ASSIGNED TASK
Reproduce exactly the stretch of lines running from the line with "make idp and Opdiv fields editable" to the end of the entries below.

RECORDS PROVIDED
PR #432, opened 2026-06-24
make idp and Opdiv fields editable

jsos3-cms:
In-repo version of #431 by @costacalvin: makes the OpDiv and Auth (identity provider) fields editable in the add-user DataGrid row, so a new user can be assigned OpDiv(s) and an explicit IdP at create time instead of requiring follow-up actions.

This PR carries that change onto a branch in this repository so the org-secret-gated CI can run — Snyk and the dev deploy (via the AWS OIDC role) do not run on a fork PR. The contributor's commit is unchanged and authorship is preserved (`Calvin Costa`); this repo is squash-merge-only, so please keep @costacalvin credited as the author on merge.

COMPLETED TASK
make idp and Opdiv fields editable

jsos3-cms:
In-repo version of #431 by @costacalvin: makes the OpDiv and Auth (identity provider) fields editable in the add-user DataGrid row, so a new user can be assigned OpDiv(s) and an explicit IdP at create time instead of requiring follow-up actions.

This PR carries that change onto a branch in this repository so the org-secret-gated CI can run — Snyk and the dev deploy (via the AWS OIDC role) do not run on a fork PR. The contributor's commit is unchanged and authorship is preserved (`Calvin Costa`); this repo is squash-merge-only, so please keep @costacalvin credited as the author on merge.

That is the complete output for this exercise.